When I first moved back to Austin in March 2006, I stopped by an old favorite among the book stores here, and found on their $1 shelves outside an odd two-volume set titled Incidents of Travel in Egypt, Arabia Petræa and the Holy Land, published in 1841. I picked it up because it looked like an interesting little oddity, I had some vague memory of having heard of it in connection with the sorts of travel books published in the late eighteenth through the mid-nineteenth centuries, and at a dollar for the set, I simply couldn't pass it up. But it was a minor curiosity, nothing more.

Recently I've been going through Poe again, adding in anything I could find from various sources, including a lot of his criticism which is now available online; when, lo and behold! I find that he did a review of the original edition of this one (mine is a tenth edition, published four years later). Suddenly that one has moved up the TBR list considerably, as I am now quite curious. I'd never known about the connection to one of my favorite writers (having read only spottily in Poe's critical articles so far), so I consider this a genuine case of serendipity, and simply think it is rather neat -- if very bookwormish.

My question, and the subject of this thread, is: how many of you have had a similar experience; that is, picking up a book on a whim and later finding it had some such association to a favorite writer, subject, or period, thereby greatly enhancing your pleasure in having such an item on your shelves.

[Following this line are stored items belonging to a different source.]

PR #2997, opened 2023-07-19
Remove bootstrap-custom.css

crhallberg:
This file was supposed to provide developers who do not use LESS and SASS with the changes VuFind makes to base Bootstrap. However, this doesn't seem to be a well-utilized or well-documented use case and the file has fallen well out of step with the LESS and SASS changes.


demiankatz (approved):
Thanks, @crhallberg! I've actually rebased this onto dev since it's not a bug fix, and I don't think it's necessary (but might be confusing) to make this change in a minor release... I'll add a note about it to the 9.1 changelog.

The connection does not, of course, have to critical; it can be of any nature; but to qualify, it must be something you were completely unaware of at the time you picked it up.

This may be one of those things where very few people have had such an experience; or it may be extremely common. I'm just curious which, and would like to hear any stories others have on the subject....
 
Not serendipitous so much as synchronicity at work, or just an unnerving coincidence of events. Years back I lived just blocks away from a shabby secondhand bookstore which I visited rarely; the smell of old books is depressing to me so I had little desire to frequent too often a shop that housed thousands of them, and there was the matter of the owner. He was by appearance a charming old fellow, friendly, a good conversationalist, with a great talent for getting me to buy books I didn't really want. The store was also filled with various knick knacks that from time to time he would try to sell as a companion piece to whatever book you might be eyeing. But my girlfriend and I had just bought our first real house and I wanted some leatherbound classics for a very modest collection, so I overlooked the pushy owner and the smell of old books.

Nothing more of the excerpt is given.